The prognosis of MS is dismal, with a 3 year OS of 31.3% [7, 8], and there has been no substantial improvement over the last two decades. Without treatment, the prognosis for MS is poor, with the majority of patients succumbing. within a short timeframe. The median Overall survival (OS) time is typically less than 12 months, and the 5 year survival rate ranges between 20 and 30%. Treatment strategies for MS encompass a range of modalities, including local therapy, systemic therapy, targeted therapy, and hematopoietic stem cell transplantation [9, 10]. There are few specific treatments for MS [11] and systemic therapy is usually recommended for treating this disease in patients with AML [12]. In recent years, considerable progress in the field of molecular genetics has provided new insights into MS, gradually transforming traditional chemotherapy into targeted therapies [13,14,15,16]. Venetoclax-based therapy was described as a very promising regimen in several case reports [17,18,19,20]. This therapeutic option rapidly led to a complete metabolic response without unusual toxicity. In the present work, we report the characteristics and outcomes of 14 MS patients treated with this strategy.
2 Methods
2.1 Study population
In this retrospective study, we enrolled 14 patients with myeloid sarcoma who were treated with venetoclax (VEN) at The First Affiliated Hospital of Xiamen College from January 2020 to October 2023, and the follow-up deadline was November 2023. The diagnosis of myeloid sarcoma was based on the 2016 World Health Organization (WHO) classification of hematolymphoid tumors. The exclusion criteria were as follows: patients who had taken VEN for less than two weeks. The patients' baseline information is summarized in Table 1 and VEN-based treatment regimens and optimal treatment responses are summarized in Table 2.
2.2 Treatment schedule
Patients were treated with VEN and azacytidine alone or in combination with other therapies.

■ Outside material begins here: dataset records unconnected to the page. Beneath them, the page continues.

PR #5247, opened 2023-07-13
[Admin] Automatically test a11y in the new admin

### LINKED ISSUE #5132: [Admin] Use an accessibility linter for the new admin
We want to build a new admin which is accessible to anyone. We can perform a simple task toward that goal using an accessibility linter.

In quick research, [axe](https://github.com/dequelabs/axe-core-gems) looks like a good candidate. We would probably need both `axe-core-capybara` & `axe-core-rspec`. However, it could be possible to find a better tool, so let's also do a bit more of investigation.

waiting-for-dev:
## Summary

We use the [axe set of gems](https://github.com/dequelabs/axe-core-gems) to test for automatic testing of accessibility issues in the new admin. This commit adds the necessary gems and configuration to the admin Gemfile and spec_helper.rb files. It also adds a test to the products listing.

As accessibility testing requires javascript, which makes tests slow, we'll need to be selective about where we add these tests.

We're also fixing some accessibility issues we had so far. Please, check individual commits for more details.

Closes #5132

- Adds HTML titles to admin pages
- Fix accessibility for empty column headers in admin tables
- Fix HTML tag not specifying language in the admin
- Fix nested main menu items wrapped within "nav" instead of "ul"
- Add h1 to products index page

## Checklist

### DIFF
--- a/admin/app/components/solidus_admin/sidebar/item/component.rb
+++ b/admin/app/components/solidus_admin/sidebar/item/component.rb
@@ -61,7 +61,7 @@ class SolidusAdmin::Sidebar::Item::Component < SolidusAdmin::BaseComponent
   def nested_items
     return unless @item.children?
 
-    tag.nav(
+    tag.ul(
       class: nested_nav_active_classes
     ) do
       render self.class.with_collection(@item.children, url_helpers: @url_helpers, fullpath: @fullpath)
--- a/admin/app/components/solidus_admin/ui/table/component.html.erb
+++ b/admin/app/components/solidus_admin/ui/table/component.html.erb
@@ -19,19 +19,7 @@
     <thead class="bg-gray-15 color-gray-100">
       <tr>
         <% @columns.each do |column| %>
-          <th
-            class="
-              border-b
-              border-gray-100
-              py-3
-              px-4
-              text-[#4f4f4f]
-              text-left
-              text-3.5
-              font-[600]
-              line-[120%]
-            "
-          ><%= render_header_cell(column.header) %></th>
+          <%= render_header_cell(column.header) %>
         <% end %>
       </tr>
     </thead>
@@ -40,7 +28,7 @@
       <% @rows.each do |row| %>
         <tr class="border-b border-gray-100">
           <% @columns.each do |column| %>
-            <td class="py-2 px-4 "><%= render_data_cell(column.data, row) %></td>
+            <%= render_data_cell(column.data, row) %>
           <% end %>
         </tr>
       <% end %>
--- a/admin/app/helpers/solidus_admin/layout_helper.rb
+++ b/admin/app/helpers/solidus_admin/layout_helper.rb
@@ -3,6 +3,11 @@
 module SolidusAdmin
   # Helpers for the admin layout
   module LayoutHelper
+    # @return [Symbol]
+    def current_locale(backend: I18n)
+      backend.locale
+    end
+
     # @param store_name [String]
     # @param controller_name [String]
     # @return [String] HTML title
--- a/admin/app/helpers/solidus_admin/layout_helper.rb
+++ b/admin/app/helpers/solidus_admin/layout_helper.rb
@@ -1,0 +1,13 @@
+# frozen_string_literal: true
+
+module SolidusAdmin
+  # Helpers for the admin layout
+  module LayoutHelper
+    # @param store_name [String]
+    # @param controller_name [String]
+    # @return [String] HTML title
+    def solidus_admin_title(store_name: current_store.name, controller_name: controller.controller_name)
+      "#{store_name} - #{t("solidus_admin.#{controller_name}")}"
+    end
+  end
+end
--- a/admin/spec/features/products_spec.rb
+++ b/admin/spec/features/products_spec.rb
@@ -3,12 +3,13 @@
 require 'spec_helper'
 
 describe "Products", type: :feature do
-  it "lists products" do
+  it "lists products", :js do
     create(:product, name: "Just a product", price: 19.99)
 
     visit "/admin/products"
 
     expect(page).to have_content("Just a product")
     expect(page).to have_content("$19.99")
+    expect(page).to be_axe_clean
   end
 end
--- a/admin/spec/helpers/solidus_admin/layout_helper_spec.rb
+++ b/admin/spec/helpers/solidus_admin/layout_helper_spec.rb
@@ -1,0 +1,19 @@
+# frozen_string_literal: true
+
+require "spec_helper"
+
+RSpec.describe SolidusAdmin::LayoutHelper, :helper do
+  describe '#solidus_admin_title' do
+    it "includes the store name" do
+      expect(
+        helper.solidus_admin_title(store_name: "My Store")
+      ).to include("My Store")
+    end
+
+    it "includes the translated controller base name" do
+      expect(
+        helper.solidus_admin_title(store_name: "My Store", controller_name: "orders")
+      ).to include("Orders")
+    end
+  end
+end
--- a/admin/spec/helpers/solidus_admin/layout_helper_spec.rb
+++ b/admin/spec/helpers/solidus_admin/layout_helper_spec.rb
@@ -3,6 +3,14 @@
 require "spec_helper"
 
 RSpec.describe SolidusAdmin::LayoutHelper, :helper do
+  describe '#current_locale' do
+    it "returns the current locale" do
+      expect(
+        helper.current_locale(backend: double(locale: :en))
+      ).to eq(:en)
+    end
+  end
+
   describe '#solidus_admin_title' do
     it "includes the store name" do
       expect(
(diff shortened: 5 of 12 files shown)


admin/app/helpers/solidus_admin/layout_helper.rb
```diff
@@ -0,0 +1,13 @@
+# frozen_string_literal: true
+
+module SolidusAdmin
+  # Helpers for the admin layout
+  module LayoutHelper
+    # @param store_name [String]
+    # @param controller_name [String]
+    # @return [String] HTML title
+    def solidus_admin_title(store_name: current_store.name, controller_name: controller.controller_name)
+      "#{store_name} - #{t("solidus_admin.#{controller_name}")}"
```
elia, line 15: Having the title scoped to the controller is great, by using a relative key `t('.title')` rails will check for an action level translation first, giving even more granularity in case it's needed:

- `"en.solidus_admin.#{controller_name}.#{action_name}.title"`
- `"en.solidus_admin.#{controller_name}.title"`

See https://api.rubyonrails.org/classes/ActionView/Helpers/TranslationHelper.html#method-i-translate

admin/app/components/solidus_admin/ui/table/component.html.erb
```diff
@@ -31,7 +31,7 @@
               font-[600]
               line-[120%]
             "
-          ><%= render_header_cell(column.header) %></th>
+          ><%= render_header_cell(column.header) %></<%= header_cell_tag(column) %>>
```
elia, line 34: Great catch!

If we move the whole tag generation inside the `render_header_cell` helper we can make it work even when a header will return blank content through a block or a method call (Symbol).

I have a preference for seeing all the classes in the template file, but in this case would be fine to move them to the class.

admin/spec/helpers/solidus_admin/layout_helper_spec.rb
```diff
@@ -3,6 +3,14 @@
 require "spec_helper"
 
 RSpec.describe SolidusAdmin::LayoutHelper, :helper do
+  describe '#current_locale' do
+    it "returns the current locale" do
+      expect(
+        helper.current_locale(backend: double(locale: :en))
```
elia, line 9: With a simple `double` RSpec won't apply spies to check if the original method exist, that would make it more robust. 

To me would also be fine if we stubbed directly on `I18n`, is there any utility in injecting the constant other than testing?

admin/app/components/solidus_admin/sidebar/item/component.rb
```diff
@@ -64,7 +64,7 @@ def link_level_classes
   def nested_items
     return unless @item.children?
 
-    tag.nav(
+    tag.ul(
```
elia, line 67: I guess every `li` needs its `ul`! ☺️

admin/spec/features/products_spec.rb
```diff
@@ -3,12 +3,13 @@
...
 describe "Products", type: :feature do
-  it "lists products" do
+  it "lists products", :js do
     create(:product, name: "Just a product", price: 19.99)
 
     visit "/admin/products"
 
     expect(page).to have_content("Just a product")
     expect(page).to have_content("$19.99")
+    expect(page).to be_axe_clean
```
elia, line 13: 🙌

elia (commented):
Just a few comments, awesome to have this check right from the beginning! 🚀

admin/app/helpers/solidus_admin/layout_helper.rb
waiting-for-dev: I'm afraid that doesn't work in our context, as the method is called from within a helper (at least, I didn't manage to make it work). In any case, I only wanted to leave an acceptable starting point and make the a11y happy. We probably need to define how we want our HTML titles to look, maybe in the context of breadcrumbs or not :slightly_smiling_face:

admin/app/components/solidus_admin/ui/table/component.html.erb
waiting-for-dev: Thanks for your suggestion! I didn't want to refactor the work for the table component further for such a small thing, as we have both the `render_header_cell` & `render_data_cell` going through a common `render_cell` method that doesn't deal with HTML tags. But I'm entirely ok with changing it now. Please, can you take a look at the last commit I pushed? I will squash it with the relevant previous commit if you like it. Otherwise, I can remove it and leave it as the initial PR.

admin/app/helpers/solidus_admin/layout_helper.rb
elia: Oh, that's right, it probably works only if generated in the controller or in the (non-layout) template.
This is fine for now

admin/spec/helpers/solidus_admin/layout_helper_spec.rb
waiting-for-dev: I'm not worried about the test not checking the original interface, which will be fully covered at the integration layer, and that's not something the unit level should worry about. I like this pattern where we limit hidden pre-conditions for a method to its parameter defaults. However, if you feel strongly about it, I won't die because of doing it the other way :slightly_smiling_face:

admin/app/components/solidus_admin/sidebar/item/component.rb
waiting-for-dev: `li` :heart: `ul`

:slightly_smiling_face:

kennyadsl (approved):
Nice! Pending conversations with @elia, but approving since nothing seems blocking to me.

admin/spec/helpers/solidus_admin/layout_helper_spec.rb
elia: I don't feel strongly at all, but I'm interested un understanding it more deeply, please stay alive and keep it ❤️ 

I guess the things that confuse me the most are: 
- what would be the use-case for passing a different thing as the i18n backend? For example it's fairly easy to `allow(I18n).to receive(:locale).and_respond(:en)` without all this harness.
- what are the hidden preconditions in this context? 
- why the unit level shouldn't worry that its default value meet its expectations? 


_Thanks in advance for your patience!_

admin/app/components/solidus_admin/ui/table/component.html.erb
elia: I had a look and it's way better, I think there's still something that can be improved on the parity between `render_header_cell` and `render_data_cell`: 
- they should both render their `td` or `th` tag
- `render_header_cell` lost the ability to render components, previously done by `render_cell`
- you can leverage `content_tag` and pass the tag from outside

```rb
def render_header_cell(cell)
  cell =
    case cell
    when Symbol
      @model_class.human_attribute_name(cell)
    when Proc
      cell.call
    end
  cell = cell.render_in(self) if cell.respond_to?(:render_in)
  tag_name = cell.blank? ? :td : :th

  content_tag(tag_name, cell, class: %{...})
end
```

The same pattern (rendering the `td` tag) should be applied to data cells, so they look even ⚖️

elia (commented):
Thanks!

I left one more request for the cell rendering methods, but they look great already and that's the right direction 🙌

rainerdema (approved):
(Pending @elia's comments)

Excellent work! 👏

admin/app/components/solidus_admin/ui/table/component.html.erb
waiting-for-dev: Oh, all right! Please, see my last commit and I'll squash everything together after your :heavy_check_mark:

admin/spec/helpers/solidus_admin/layout_helper_spec.rb
waiting-for-dev: > please stay alive and keep it

I'll [stay alive](https://www.youtube.com/watch?v=fNFzfwLM72c) anyway! :laughing:

As with so many things, that's just opinionated stuff:

> what would be the use-case for passing a different thing as the i18n backend? For example it's fairly easy to allow(I18n).to receive(:locale).and_respond(:en) without all this harness

In this case, it's only useful for testing purposes. I'm not fond of stubbing, and I try to avoid `allow... to receive...` and leave it for some integration cases. In my view, it's too tied to the method implementation, and I prefer providing external interfaces.

> what are the hidden preconditions in this context?

The hidden precondition is the I18n module. The method implementation expects it to be there and to have been configured. Of course, Ruby is not pure, but we can limit those pre-conditions to the method signature. It helps me reason about methods.

> why the unit level shouldn't worry that its default value meet its expectations?

In my view, it should worry about the interface that its collaborator implements, but not about its nature.

Again, I think there can be different views about this stuff and none is the right or wrong one :slightly_smiling_face:

elia: Thanks, this helps me a lot understanding the reasoning behind this style 👍👍👍

elia (approved):
🙌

VEN was prescribed at a continuous dose of 100 mg daily, with some patients taking posaconazole in combination with oral suspension (5 ml, three times daily) or voriconazole tablets (200 mg, twice daily) for 14–21 days in a 28-day cycle until disease progression or other personal reasons for discontinuation. The dose of VEN was adjusted according to the plasma concentration of venetoclax. Patients with MS without bone marrow infiltration or bone marrow remission, grade 4 neutropenia or grade 4 thrombocytopenia lasting for 7 days, had their drug suspended until recovery to grade 1 or 2, and then resumed the same dose of treatment. Azacytidine (75 mg/m2) was administered subcutaneously on Days 1 to 7 of each 28-day cycle. Chidamide was administered at a dose of 20 mg twice weekly on a continuous basis. Other regimens included VEN combined with AML-like chemotherapy, VEN combined with azacitidine and chidamide (Chida), VEN combined with azacitidine and low lose cytarabine, and cytarabine (10 mg/m2) was administered subcutaneously on Days 1 to 7 of each 28 day cycle.Among the 14 MS patients, 9 patients (64.3%) were treated with VEN combined with azacitidine (AZA). VEN combined with AZA and Chida/Low-dose Arabinosylcytosine (LDAC) was performed in 3 patients (21.4%), and VEN combined with AML-like regimens was used in 2 patients (14.3%).
2.3 Safety
AEs were classified according to the Common Terminology Criteria for Adverse Events (CTCAE V5.0). The frequency, severity, and causal relationship of AEs were analyzed by system organ class.
2.4 Evaluation and definition
Efficacy was assessed as the overall response rate (ORR, including complete remission [CR] + partial remission [PR]) and overall survival (OS). In addition to OS, the duration of response (DOR) for patients who achieved a CR or a PR and best of response (BOR) was also evaluated.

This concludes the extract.